The "up-and-back" firing driver in Azel is a very interesting design, a lot more than that of the
Mirage M-1 which basically just mimics the front baffle at the back of the speaker:
The bipolar Mirage M1 is imo an exceptionally well thought-out design. The wide, shallow format reduces the wrap-around dip, which occurs when the wrap-around path length to the listener is 1/2 wavelength longer than the direct sound path. (This is a comb-filter-like effect so it looks worse "on paper" than it sounds to the ears). The rear-firing woofer being closer to the floor than the front-firing one results in a different floor-bounce path length, which helps to fill in the floor-bounce dip of the front-firing woofer. And the notorious "baffle step" isn't even a thing - the rear-firing woofer "helps" the front-firing woofer below the baffle-step frequency. There are of course engineering tradeoffs to be juggled, but that's always the case - only marketing departments are immune to such nusiances.
Your post is the first time I've seen a cross-sectional drawing of the Mirage M1, and we see that the internal volume is divided into north and south, one section for each woofer. The partition panel is even angled, all of which bodes well for midrange clarity.
Imo the heart and soul of loudspeaker design is crossover design, and we can infer from
@Floyd Toole's choice of the M1 for his large Canadian listening room that Mirage did a good job there as well.
Another radically different approach is that of the Sonus Faber Fenice AKA The Sonus Faber, which carries a speaker piggyback which can be rotated and EQ'ed by the user. I had a chance to listen to it when it was being demo'ed in Lisbon but was too lazy to visit the distributor...
I think the original "Sonus Faber" speaker and the Aida also have a rear-firing array. Linn and Ohm Acoustics both made speakers with up-firing drivers atop the cabinets, and I recall seeing a speaker with a front-firing and an up-firing Lowther driver at an audio show. A fair number of speakers (including the original Revel Salon) use a rear-firing tweeter. And of course Maggies and Quads and Acoustats and Apogees and SoundLabs and Martin Logans and Roger Sanders' designs all have full-spectrum or nearly full-spectrum rear-firing energy.

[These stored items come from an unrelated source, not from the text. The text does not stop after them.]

PR #2034, opened 2020-07-27
Validate required attributes and their types

simoncozens:
I generated a (bad) designspace file in an app I've been working on, and was greeted by this from fontmake:

```
fontmake: Error: In 'foo.designspace': Reading Designspace failed: float() argument must be a string or a number, not 'NoneType'
```

Well, thanks. This patch validates the attributes of designspace file elements and provides a more helpful error message.

(Note that I use %-formats instead of f-strings to match existing code style.)

### DIFF
--- a/Lib/fontTools/designspaceLib/__init__.py
+++ b/Lib/fontTools/designspaceLib/__init__.py
@@ -919,7 +919,7 @@ class BaseDocReader(LogMixin):
                 self.log.warning("Location with undefined axis: \"%s\".", dimName)
                 continue
             xValue = yValue = None
-            self.validateAttributes(dimensionElement, { "xvalue": float })
+            self.validateAttributes(dimensionElement, {"xvalue": float})
             xValue = float(dimensionElement.attrib.get('xvalue'))
             try:
                 yValue = dimensionElement.attrib.get('yvalue')
--- a/Lib/fontTools/designspaceLib/__init__.py
+++ b/Lib/fontTools/designspaceLib/__init__.py
@@ -735,6 +735,21 @@ class BaseDocReader(LogMixin):
         self.readInstances()
         self.readLib()
 
+    def validateAttributes(self, element, attributeTypeMap):
+        for attributeName, attributeType in attributeTypeMap.items():
+            attrib = element.attrib.get(attributeName)
+            if attrib is None:
+                raise DesignSpaceDocumentError(
+                    "<%s> element missing required attribute '%s'"
+                    % (element.tag, attributeName))
+            try:
+                attributeType(attrib)
+            except Exception as e:
+                raise DesignSpaceDocumentError(
+                    "<%s> element attribute '%s' could not be converted "
+                    "to type %s"
+                    % (element.tag, attributeName, str(attributeType)))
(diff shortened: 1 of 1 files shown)


Lib/fontTools/designspaceLib/__init__.py
```diff
@@ -735,6 +735,21 @@ def read(self):
...
+    def validateAttributes(self, element, attributeTypeMap):
+        for attributeName, attributeType in attributeTypeMap.items():
+            attrib = element.attrib.get(attributeName)
+            if attrib is None:
+                raise DesignSpaceDocumentError(
+                    "<%s> element missing required attribute '%s'"
+                    % (element.tag, attributeName))
+            try:
+                attributeType(attrib)
+            except Exception as e:
```
anthrotype, line 747: i think you should only catch TypeError and ValueError here, not blind Exception

Lib/fontTools/designspaceLib/__init__.py
```diff
@@ -735,6 +735,21 @@ def read(self):
         self.readInstances()
         self.readLib()
 
+    def validateAttributes(self, element, attributeTypeMap):
+        for attributeName, attributeType in attributeTypeMap.items():
+            attrib = element.attrib.get(attributeName)
+            if attrib is None:
+                raise DesignSpaceDocumentError(
+                    "<%s> element missing required attribute '%s'"
```
anthrotype, line 743: the required-ness of attributes is a pain point in designspace spec and lib (I commented on that somewhere, forgot where exactly). I believe the code was written deliberately to allow most of the attributes to be optional (you can tell by the many `.get(something)` that don't handle `None`-ness). So basically clients are supposed to check for that and handle missing data.
For example, here you made both axis.name and axis.tag required; I think varLib works even if one of the two is missing (attempting to derive one from the other).
Before we enforce required-ness with an exception like you did here, we should review thoroughly all the piece of data that we think should be required, make that explicit in the spec and adjust the code accordingly (while avoiding possible breakages in other tools).

simoncozens: An XML schema for designspace would be super helpful...

simoncozens: I don't know how entangled designspace and UFO are (the use of `lib` and `info` suggest that they are, and I was quite surprised when I realised that all the filenames could only refer to .ufo files, not .ttfs), but if so maybe that's something to bring up at Friday's UFO meeting.

anthrotype: with varLib as consumer, source filenames can also be .ttf or even .ttx files.

> maybe that's something to bring up at Friday's UFO meeting

there's a lot on the table already but sure, you can try

simoncozens:
I think I want to actually fix this in a different way, with a more generic designspace validator module. There are many more tests we can do on designspace files/objects to make sure that they make sense semantically, not just that they are syntactically valid - for example, checking for repeated axes, values out of range, multiple masters/instances at the same positions, etc.

benkiel:
@simoncozens should this be closed then?

PR #2035, opened 2020-08-02
Remove import of py23 fron subset/__init__.py

jkseppan:
This import is causing an unsightly DeprecationWarning.

I checked manually: the only names being used from py23 are
open, range and zip, which are defined to be the same as the
corresponding Python 3 builtins, so this should cause no
visible change except for suppressing the warning.


anthrotype:
Thanks

PR #2037, opened 2020-08-07
[feaLib] Allow anonymous glyphclass in LookupFlags

khaledhosny:
Almost everywhere else when a glyph class name is accepted, anonymous glyph classes are also accepted. This is rather inconsistent and inconvenient.


khaledhosny:
Corresponding AFDKO PR https://github.com/adobe-type-tools/afdko/pull/1206

PR #2041, opened 2020-08-12
Better document rule processing order

### LINKED ISSUE #2040: [otvar] Rule conditionsets conflict with OT layout (shaping)
Considering [this `.designspace`](https://github.com/ctrlcctrlv/Noto-Sans-Tagalog/blob/f73914a8fa0620059a15fc101310e51f8b359033/NotoSansTagalog.designspace#L11) excerpt:

```xml
    <rule name="ra_crossing">
      <conditionset>
        <condition name="weight" minimum="625" maximum="700"/>
      </conditionset>
      <sub name="uni170D" with="uni170D.avar"/>
    </rule>
```

And [this OTLayout feature](https://github.com/ctrlcctrlv/Noto-Sans-Tagalog/blob/f73914a8fa0620059a15fc101310e51f8b359033/features.fea#L50):

```fea
# Ra to archaic Ra
feature hist {
  lookup hist_1 {
    sub uni170D by uni171F;
  } hist_1;
} hist;
```

Why, when `hist` is active, does a `wght` &ge; 625 cause `uni170D`, shaped to `uni171F`, to become `uni170D.avar`?

To confirm that this bug exists, open https://ctrlcctrlv.github.io/baybayin/ , type <kbd>ra</kbd> as input, tick "Archaic _ra_" checkbox, and increase weight above 625.

ctrlcctrlv:
Close #2040

### DIFF
--- a/Doc/source/designspaceLib/readme.rst
+++ b/Doc/source/designspaceLib/readme.rst
@@ -81,7 +81,7 @@ Methods
    location. Returns None if there isn't one.
 -  ``normalizeLocation(aLocation)``: return a dict with normalized axis values.
 -  ``normalize()``: normalize the geometry of this designspace: scale all the
-  locations of all masters and instances to the ``-1 - 0 - 1`` value.
+   locations of all masters and instances to the ``-1 - 0 - 1`` value.
 -  ``loadSourceFonts()``: Ensure SourceDescriptor.font attributes are loaded,
    and return list of fonts.
 -  ``tostring(encoding=None)``: Returns the designspace as a string. Default 
@@ -297,6 +297,8 @@ RuleDescriptor object
 -  Each condition is a dict with ``name``, ``minimum`` and ``maximum`` keys.
 -  ``subs``: list of substitutions
 -  Each substitution is stored as tuples of glyphnames, e.g. ("a", "a.alt").
+-  Note: By default, rules are applied *before* text shaping/OpenType layout. See 
+   `5.0 rules element`_.
 
 Evaluating rules
 ----------------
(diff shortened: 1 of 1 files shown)


Doc/source/designspaceLib/readme.rst
```diff
@@ -297,6 +297,8 @@ RuleDescriptor object
 -  Each condition is a dict with ``name``, ``minimum`` and ``maximum`` keys.
 -  ``subs``: list of substitutions
 -  Each substitution is stored as tuples of glyphnames, e.g. ("a", "a.alt").
+-  Note: By default, rules are applied *before* text shaping/OpenType layout. See 
+   `5.0 rules element`_.
```
ctrlcctrlv, line 301: Sorry, I tried hard but reStructuredText is very hard to use. I can't figure out how to make this link go to &sect; 5.0 rules element but say "the `<rules>` Attributes section".

Doc/source/designspaceLib/readme.rst
```diff
@@ -297,6 +297,8 @@ RuleDescriptor object
 -  Each condition is a dict with ``name``, ``minimum`` and ``maximum`` keys.
 -  ``subs``: list of substitutions
 -  Each substitution is stored as tuples of glyphnames, e.g. ("a", "a.alt").
+-  Note: By default, rules are applied *before* text shaping/OpenType layout. See
```
anthrotype, line 300: It's not applied "before text shaping", it is still part of that process, only it occurs at the beginning of it, before the rest of GSUB substitions.

https://docs.microsoft.com/en-us/typography/opentype/spec/features_pt#-tag-rvrn

> should be processed early in GSUB processing, before application of the localized forms feature or features related to shaping of complex scripts or discretionary typographic effects.

Maybe just say that by default they are encoded using `rvrn` (which is applied before all others), unless processing="last" is set. In the latter case, it uses `rclt` (just an arbitrary GSUB feature really that is always on basically) which is applied last because we add the rules lookup at the end of the lookup list and rclt follows the specified order.

Doc/source/designspaceLib/readme.rst
anthrotype: it's ok, I don't know either :)

PR #2049, opened 2020-08-20
[varLib.mutator] Prune nameIDs from STAT table

khaledhosny:
`STAT` table might contain names not in `fvar` table (e.g. `ital` axis in variable font with no italic variations).

### DIFF
--- a/Lib/fontTools/varLib/mutator.py
+++ b/Lib/fontTools/varLib/mutator.py
@@ -360,6 +360,12 @@ def instantiateVariableFont(varfont, location, inplace=False, overlap=True):
 		for i in fvar.instances:
 			exclude.add(i.subfamilyNameID)
 			exclude.add(i.postscriptNameID)
+		if 'STAT' in varfont:
+			stat = varfont['STAT'].table
+			if stat.DesignAxisRecord:
+				exclude.update(a.AxisNameID for a in stat.DesignAxisRecord.Axis)
+			if stat.AxisValueArray:
+				exclude.update(v.ValueNameID for v in stat.AxisValueArray.AxisValue)
 		if 'ltag' in varfont:
 			# Drop the whole 'ltag' table if all its language tags are referenced by
 			# name records to be pruned.


anthrotype:
varLib.mutator is supposedly superseded by varLib.instancer. I'm ok to backport low-hanging things from the latter to the former, but any new behavior should go to instancer first. Does varLib.instancer do the right thing in this case?

khaledhosny:
Never used `instancer` to be honest, and I was a bit confused about the relation of the two. If `mutator` is deprecated (or does superseded here mean something different?) then this needs to be communicated. Now I need to figure out how to use `instancer`.

khaledhosny:
`instancer` does not drop the `STAT` table, so this change is not relevant to it (and as it happens, I want to drop `STAT` table).

anthrotype:
It should probably be communicated better, my fault. Some of that is in the release notes, and the module docstring of varLib.instancer.
By superseded I mean that it has all the features of mutator (it can make full instances from VFs) plus more (it can also make partial instances, ie. VFs with less axes or restricted min/max ranges).
It works the same way as mutator; only difference is that in mutator when an axis is not specified, it will drop it at its default coordinate; whereas, instancer assumes that you want to keep the omitted axis in the partial VF. If you specify a coordinate for all the fvar axes, both tool should produce a functionally identical static instance.

anthrotype:
At some point, in https://github.com/fonttools/fonttools/commit/3c6ddb0ef8e669e8c1cab81632b5f94841235d66#diff-1426d15a6d51869dfb3a5552b1c0dc49, we decided that varLib.instancer should never drop STAT DesignAxes, but only prune out-of-range AxisValues. The commit message tries to explain the reason.

If you think dropping the STAT table as a whole (and pruning the name table accordingly) is desirable, then maybe we could an option with a list of table to drop.

In general I think it's not advisable that we continue to maintain two very similar tools, so I propose that we deprecate and eventually drop mutator in favour of instancer, after carefully re-reviewing any features from the old tool that may be missing from the new one. Definitely we should try to avoid that they drift futher away from one another.

punchcutter:
Why would you drop the STAT table? Or shouldn't that be optional? Also, keeping something like `ital` when it's not in the fvar makes sense because it's something that applies to the family (whether static or variable), not just the single instance.

khaledhosny:
For the fonts I’m instantiating (seperate variable upright and italic with only weight axis), `STAT` table does not provide much value and `varLib.mutator` is already dropping the table, so that is suitable for me. The variable fonts has `STAT` table with `ital` axis, but no corresponding `fvar` axis. `varLib.mutator` prunes name IDs used in `fvar`, but it was keeping behind the name IDs used only from `STAT` table, this change fixes this.

anthrotype:
exactly because it is arguable whether the table provides much value for specific cases that the instancer tool doesn't make that decision on behalf of the user. The change is fairly minimal, so I'd be ok to LGTM this one. I'm only concerned that we will end up maintaining the two tools with overlapping features, but slightly divergent behaviour such as in this case. That's all.
Also, it should be trivial to write a special purpose script that does just that (drops STAT and prunes name).

khaledhosny:
OK, I switched to `varLib.instancer` and dropped the `STAT` table myself.

anthrotype:
Noted. I hope I didn't sound too dismissive.. If there's demand for dropping the STAT table in instancer, I'm open to PRs that add options along those lines.

punchcutter:
I think it's a good option to have in instancer to drop or keep. The only place I know for sure that the STAT will make a difference in the static font is on Windows where the STAT will be used to construct the menu name.

PR #2054, opened 2020-09-03
[varLib] Test for interpolatability of paths

simoncozens:
Today I was surprised to run `fontTools varLib.interpolatable` on a font, get a pass, and then find that `fontTools varLib` could not in fact interpolate the font. Here are some more checks in `interpolatable`.

* Checks node count of each path
* Checks operation type of each path node

### DIFF
--- a/Lib/fontTools/varLib/interpolatable.py
+++ b/Lib/fontTools/varLib/interpolatable.py
@@ -104,6 +104,7 @@ def test(glyphsets, glyphs=None, names=None):
 
 		try:
 			allVectors = []
+			allNodeTypes = []
 			for glyphset,name in zip(glyphsets, names):
 				#print('.', end='')
 				glyph = glyphset[glyph_name]
@@ -114,8 +115,11 @@ def test(glyphsets, glyphs=None, names=None):
 				del perContourPen
 
 				contourVectors = []
+				nodeTypes = []
+				allNodeTypes.append(nodeTypes)
 				allVectors.append(contourVectors)
 				for contour in contourPens:
+					nodeTypes.append(tuple([ instruction[0] for instruction in contour.value ]))
 					stats = StatisticsPen(glyphset=glyphset)
 					contour.replay(stats)
 					size = abs(stats.area) ** .5 * .5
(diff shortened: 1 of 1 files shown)


Lib/fontTools/varLib/interpolatable.py
```diff
@@ -114,8 +115,11 @@ def test(glyphsets, glyphs=None, names=None):
 				del perContourPen
 
 				contourVectors = []
+				nodeTypes = []
+				allNodeTypes.append(nodeTypes)
 				allVectors.append(contourVectors)
 				for contour in contourPens:
+					nodeTypes.append(tuple([ instruction[0] for instruction in contour.value ]))
```
anthrotype, line 122:
```suggestion
					nodeTypes.append(tuple(instruction[0] for instruction in contour.value))
```

Lib/fontTools/varLib/interpolatable.py
```diff
@@ -131,6 +135,23 @@ def test(glyphsets, glyphs=None, names=None):
 					#print(vector)
 
 			# Check each master against the next one in the list.
+			for i,(m0,m1) in enumerate(zip(allNodeTypes[:-1],allNodeTypes[1:])):
```
anthrotype, line 138:
```suggestion
			for i, (m0, m1) in enumerate(zip(allNodeTypes[:-1], allNodeTypes[1:])):
```

Lib/fontTools/varLib/interpolatable.py
```diff
@@ -131,6 +135,23 @@ def test(glyphsets, glyphs=None, names=None):
...
+				if len(m0) != len(m1):
+					print('%s: %s+%s: Glyphs not compatible (wrong number of paths %i+%i)!!!!!' % (glyph_name, names[i], names[i+1], len(m0), len(m1)))
+				if m0 == m1:
+					continue
+				for pathIx, (nodes1, nodes2) in enumerate(zip(m0,m1)):
```
anthrotype, line 143:
```suggestion
				for pathIx, (nodes1, nodes2) in enumerate(zip(m0, m1)):
```

anthrotype (approved):
thanks!

(then some day we'll turn all those print() into proper logging messages)

PR #2055, opened 2020-09-07
Add registry for custom table packer/unpacker classes

justvanrossum:
Rationale:
- Currently, all sfnt table packer/unpacker classes must live in `fontTools.ttLib.tables`
- Sometimes a project can benefit from private table data, and would like to use the standard TTFont table API, without needing an explicit step to pack/unpack
- Proposals for new OpenType tables would benefit from this, as experimentation can then easily be done without forking fonttools.

Implementation:
```python
def registerCustomTableClass(tag, moduleName, className=None):
    """Register a custom packer/unpacker class for a table.
    The 'moduleName' must be an importable module. If no 'className'
    is given, it is derived from the tag, for example it will be
    table_C_U_S_T_ for a 'CUST' tag.
    """
    ...
```

I considered taking the simpler route by having the register function take a class object, but that would prevent lazy importing.

### DIFF
--- a/Tests/ttLib/ttFont_test.py
+++ b/Tests/ttLib/ttFont_test.py
@@ -1,0 +1,42 @@
+import io
+from fontTools.ttLib import TTFont, newTable, registerCustomTableClass
+from fontTools.ttLib.tables.DefaultTable import DefaultTable
+
+
+class CustomTableClass(DefaultTable):
+
+    def decompile(self, data, ttFont):
+        self.numbers = list(data)
+
+    def compile(self, ttFont):
+        return bytes(self.numbers)
+
+    # not testing XML read/write
+
+
+table_C_U_S_T_ = CustomTableClass  # alias for testing
+
+
+TABLETAG = "CUST"
+
+
+def test_registerCustomTableClass():
+    font = TTFont()
+    font[TABLETAG] = newTable(TABLETAG)
+    font[TABLETAG].data = b"\x00\x01\xff"
+    f = io.BytesIO()
+    font.save(f)
+    f.seek(0)
+    assert font[TABLETAG].data == b"\x00\x01\xff"
+    registerCustomTableClass(TABLETAG, "ttFont_test", "CustomTableClass")
+    font = TTFont(f)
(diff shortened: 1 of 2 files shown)


Tests/ttLib/ttFont_test.py
```diff
@@ -0,0 +1,44 @@
...
+
+def test_registerCustomTableClass():
+    font = TTFont()
+    font[TABLETAG] = newTable(TABLETAG)
+    font[TABLETAG].data = b"\x00\x01\xff"
+    f = io.BytesIO()
+    font.save(f)
+    f.seek(0)
+    assert font[TABLETAG].data == b"\x00\x01\xff"
+    registerCustomTableClass(TABLETAG, "ttFont_test", "CustomTableClass")
```
anthrotype, line 31: maybe wrap the block between register/unregister in a try... finally clause.
Or if we find ourselves wanting to be able to temporarily register/unregister custom classes outside of self-testing, we could turn the registerCustomTableClass into a context manager that automatically deregisters itself upon exit the `with` block. E.g. you wrap it with contextlib.contextmanager decorator, do the global registering then do a bare `yield` and finally the unregistering. If one doesn't care about the final part, one can call the function as usual and ignore the return value

anthrotype (approved):
that's very useful, thanks Just!

Tests/ttLib/ttFont_test.py
justvanrossum: I literally only added unregister because it messed up the tests in unpredictable ways :) I think normal use cases wouldn't want to unregister ever, so a context manager seems overkill to me.

That said, I'll add the try/except to the tests. I considered and then was too lazy. But you're right, it's better.

justvanrossum: (Btw. simply calling a `contextlib.contextmanager`-wrapped function doesn't execute the pre-yield bit, so for the suggester behavior a context manager class would be needed, with the registry being done in `__init__` instead of `__enter__`.)

anthrotype: ah ok thanks for the checking. Probably not worth making it a full context manager class.

PR #2058, opened 2020-09-10
Disable checksum checking by default

### LINKED ISSUE #2057: Disable checksum-checking
In sfnt.py, the `SFNTReader` constructor defaults to `checkChecksums=1`. I suggest we default to off.

alerque:
Closes #2057.

Also disabled by default for the WOFF2 reader, largely because that's how the API is documented. I have no idea if this makes sense for WOFF2 the same way it does for SFNT.

### DIFF
--- a/.gitignore
+++ b/.gitignore
@@ -54,3 +54,6 @@ dmypy.json
 
 # Cython sources (e.g. cu2qu)
 Lib/**/*.c
+
+# Ctags
+tags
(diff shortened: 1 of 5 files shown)


justvanrossum (approved):

anthrotype (commented):
Let's change to bool type (True/False) everywhere as it is more pythonic. Existing scripts that use the int values will continue to work because in python 0/1 have practically the same meaning

alerque:
@anthrotype It's not a boolean value though, the options are 0, 1, or 2. See my commit message for 7e3c4ac.

PR #2462, opened 2021-12-02
subset/COLR: fix struct.error while subsetting Bungee COLR

### LINKED ISSUE #2461: error while subsetting Bungee COLR
Take this font from https://github.com/google/fonts/blob/17fd8411fad0c1fb14e4c8bd18c87f45f65454f8/ofl/bungeecolor/BungeeColor-Regular.ttf

and do

```
$ fonttools subset BungeeColor-Regular.ttf --text="À" --glyph-names --verbose
```

you get this struct.error:

```
[...]
  File "python3.9/site-packages/fontTools/ttLib/tables/otConverters.py", line 356, in write
    writer.writeValue(self.typecode, font.getGlyphID(value))
  File "python3.9/site-packages/fontTools/ttLib/tables/otBase.py", line 438, in writeValue
    self.items.append(struct.pack(f">{typecode}", value))
struct.error: ('required argument is not an integer', 'str', 2, 'LayerRecord[]', 'LayerRecordArray')
```

anthrotype:
Fixes #2461 

.. or will fix after I push the actual fix. For now it's just a test that fails with struct.error.

### DIFF
--- a/Lib/fontTools/subset/__init__.py
+++ b/Lib/fontTools/subset/__init__.py
@@ -2064,6 +2064,20 @@ def subset_glyphs(self, s):
 	from fontTools.colorLib.unbuilder import unbuildColrV1
 	from fontTools.colorLib.builder import buildColrV1, populateCOLRv0
 
+	# only include glyphs after COLR closure, which in turn comes after cmap and GSUB
+	# closure, but importantly before glyf/CFF closures. COLR layers can refer to
+	# composite glyphs, and that's ok, since glyf/CFF closures happen after COLR closure
+	# and take care of those. If we also included glyphs resulting from glyf/CFF closures
+	# when deciding which COLR base glyphs to retain, then we may end up with a situation
+	# whereby a COLR base glyph is kept, not because directly requested (cmap)
+	# or substituted (GSUB) or referenced by another COLRv1 PaintColrGlyph, but because
+	# it corresponds to (has same GID as) a non-COLR glyph that happens to be used as a
+	# component in glyf or CFF table. Best case scenario we retain more glyphs than
+	# required; worst case we retain incomplete COLR records that try to reference
+	# glyphs that are no longer in the final subset font.
+	# https://github.com/fonttools/fonttools/issues/2461
+	s.glyphs = s.glyphs_colred
+
 	self.ColorLayers = {g: self.ColorLayers[g] for g in s.glyphs if g in self.ColorLayers}
 	if self.version == 0:
 		return bool(self.ColorLayers)
@@ -2776,6 +2790,7 @@ class Subsetter(object):
 					log.info("Closed glyph list over '%s': %d glyphs after",
 							 table, len(self.glyphs))
 					log.glyphs(self.glyphs, font=font)
+			setattr(self, f"glyphs_{table.lower()}ed", frozenset(self.glyphs))
 
 		if 'glyf' in font:
 			with timer("close glyph list over 'glyf'"):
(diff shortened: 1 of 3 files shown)


Lib/fontTools/subset/__init__.py
```diff
@@ -2776,6 +2790,7 @@ def _closure_glyphs(self, font):
 					log.info("Closed glyph list over '%s': %d glyphs after",
 							 table, len(self.glyphs))
 					log.glyphs(self.glyphs, font=font)
+			setattr(self, f"glyphs_{table.lower()}ed", frozenset(self.glyphs))
```
rsheeter, line 2793: Nit: it appears we unnecessarily write glyphs_bslned if bsln [what the heck is a bsln] exists?

Tests/subset/subset_test.py
```diff
@@ -1352,5 +1352,55 @@ def test_subset_svg_missing_lxml(ttf_path):
...
+        "Agrave.alt002",
+        "grave.alt002",
+    ]
+
+    color_layers = subset_font["COLR"].ColorLayers
+    assert ".notdef" in color_layers
+    assert "Agrave" in color_layers
+    # 'grave' not included in COLR because absent after COLR glyph closure;
+    # only added in subset font after subsequent glyf closure.
+    assert "grave" not in color_layers
```
rsheeter, line 1401: Suggested clarification

# Agrave 'glyf' uses grave. It should be retained in 'glyf' but NOT in COLR when we subset down to Agrave.

Tests/subset/subset_test.py
```diff
@@ -1352,5 +1352,55 @@ def test_subset_svg_missing_lxml(ttf_path):
...
+        "A",
+        "grave",  # included because glyf component of Agrave
+        "Agrave",
+        ".notdef.alt001",
+        ".notdef.alt002",
+        "A.alt002",
+        "Agrave.alt001",
+        "Agrave.alt002",
+        "grave.alt002",
+    ]
```
rsheeter, line 1394: Seems like more glyphs than you should need to minimally demonstrate the problem? - IIUC two glyf entries, one a component of the other, and two COLR glyphs, each using one of the glyf entries, would suffice? - subset down to only the glyf that has the other as a component and we should see the COLR glyph corresponding to the component get dropped.

IMO it might clearer if glyphs were renamed as well, e.g. glyf_with_colr1, glyph_with_colr2, glyf_with_colr1.component1, ... or w/e, not tied to those names, just hoping clearer names might be possible.

rsheeter (approved):
Release please :)

Lib/fontTools/subset/__init__.py
anthrotype: [`bsln`](https://developer.apple.com/fonts/TrueType-Reference-Manual/RM06/Chap6bsln.html) is an Apple AAT table. It's true that attribute is unused, but same for `self.glyphs_cmaped` or `self.glyphs_glyfed`. I'd just keep it there, it's a pattern. Can be useful for debugging.

Tests/subset/subset_test.py
anthrotype: added your comment

Tests/subset/subset_test.py
anthrotype: yes, maybe it could be more minimal to aid clarity, but I prefer to use an existing font instead of making one from scratch or fiddle with it. It's good enough.

anthrotype:
> Release please :)

@rsheeter https://github.com/fonttools/fonttools/releases/tag/4.28.3

PR #2471, opened 2021-12-14
svgPathPen: add option to customize number formatting (e.g. rounding)

anthrotype:
If one wants to draw a TTFont's glyph outlines as SVG paths while at the same time apply some rounding to the float coordinates (e.g. introduced as result of some transformation), at the moment adding a RoundingPen filter to the pen chain is not sufficient when the glyph contains TrueType quadratic splines (qCurveTo). That's because the rounding would occur too early, before the qCurve get split into atomic quadratic Bezier segments (this is done in the superclass BasePen.qCurveTo method, that calls the SVGPathPen._qCurveToOne with each sub-curve), thus leaving unwanted floating-point coordinates in the SVG output.

An alternative approach is to make sure that the qCurves are decomposed before they reach the RoundingPen, by defining a new filter pen that does that, e.g.:

```python
from fontTools.pens.basePen import decomposeQuadraticSegment
from fontTools.pens.filterPen import FilterPen

class DecomposeTTQuadsPen(FilterPen):
    def qCurveTo(self, *points):
        for pt1, pt2 in decomposeQuadraticSegment(points):
            self._outPen.qCurveTo(pt1, pt2)
```

That works but for simplicity, I think it's good to add add to the SVGPathPen an optional ~~'round'~~ `ntos` parameter (that by default does nothing) that takes a `Callable[[float], str]` and can be used to customize the formatting of the SVG coordinates.

### DIFF
--- a/Lib/fontTools/pens/svgPathPen.py
+++ b/Lib/fontTools/pens/svgPathPen.py
@@ -1,18 +1,36 @@
+from typing import Callable
 from fontTools.pens.basePen import BasePen
 
 
-def pointToString(pt):
-    return " ".join([str(i) for i in pt])
+def pointToString(pt, ntos=str):
+    return " ".join(ntos(i) for i in pt)
 
 
 class SVGPathPen(BasePen):
+    """ Pen to draw SVG path d commands.
 
-    def __init__(self, glyphSet):
+    Example::
+        >>> pen = SVGPathPen(None)
+        >>> pen.moveTo((0, 0))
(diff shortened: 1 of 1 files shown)


anthrotype:
I renamed the option, instead of `round` callable takes float and returns float, I named the parameter `ntos` and it should now return a string directly (defaults to built-in `str`).

EsoFromTheEast (approved):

This is a very good point, which gently throws the concept of the circle of confusion off balance.
My blasphemous goal is to create a credible illusion (both timbrally and spatially), rather than to "recreate what the recording engineer heard". The latter
may happen, but it is not my priority. To a ballpark first approximation I consider a well-energized reverberant field to be desirable, but such would arguably be generally undesirable in a recording studio.
And the myth that audio reproduction should be standardised, that there's a universal preference for spaciousness and envelopment, or a particular room response target curve.
Fortunately there are different approaches to loudspeaker design which prioritize different characteristics and imo THIS forum in particular excels at educating people so they can choose the type of speaker which aligns with their priorities and situations. For instance if your goal is to "recreate what the recording engineer heard", this forum will tell you what type of speakers to look at and what the contenders are within your price range.